PR #158, opened 2026-08-21
clang tidy

jzern:
- **add missing / delete unused includes**
- **sjpegi.h: remove const qualification in decls**

### DIFF
--- a/src/sjpegi.h
+++ b/src/sjpegi.h
@@ -531,17 +531,17 @@ struct Encoder {
 // Returns the Encoder sub-class matching 'yuv_mode' (resolving SJPEG_YUV_AUTO
 // along the way), or null if it could not be constructed.
 extern Encoder* EncoderFactory(const uint8_t* rgb, int W, int H, int stride,
-                               SjpegYUVMode yuv_mode, ByteSink* const sink,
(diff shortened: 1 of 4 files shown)


jzern:
This can be rebased and merged if both commits look good to you.

src/sjpegi.h
```diff
@@ -527,17 +531,17 @@ struct Encoder {
 // Returns the Encoder sub-class matching 'yuv_mode' (resolving SJPEG_YUV_AUTO
 // along the way), or null if it could not be constructed.
 extern Encoder* EncoderFactory(const uint8_t* rgb, int W, int H, int stride,
-                               SjpegYUVMode yuv_mode, ByteSink* const sink,
+                               SjpegYUVMode yuv_mode, ByteSink* sink,
```
skal65535, line 534: so we're using the convention of keeping the extra 'const' in the .cc but removing it in the .h for clarity?

skal65535 (approved):

src/sjpegi.h
jzern: Yes, it's this one: https://clang.llvm.org/extra/clang-tidy/checks/readability/avoid-const-params-in-decls.html.

We only need them both to match when dealing with .c files, mostly to appease Microsoft's compiler.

------------------------

Work request: Look through the records and copy down every line that holds "files".

Your solution:
(diff shortened: 1 of 4 files shown)
We only need them both to match when dealing with .c files, mostly to appease Microsoft's compiler.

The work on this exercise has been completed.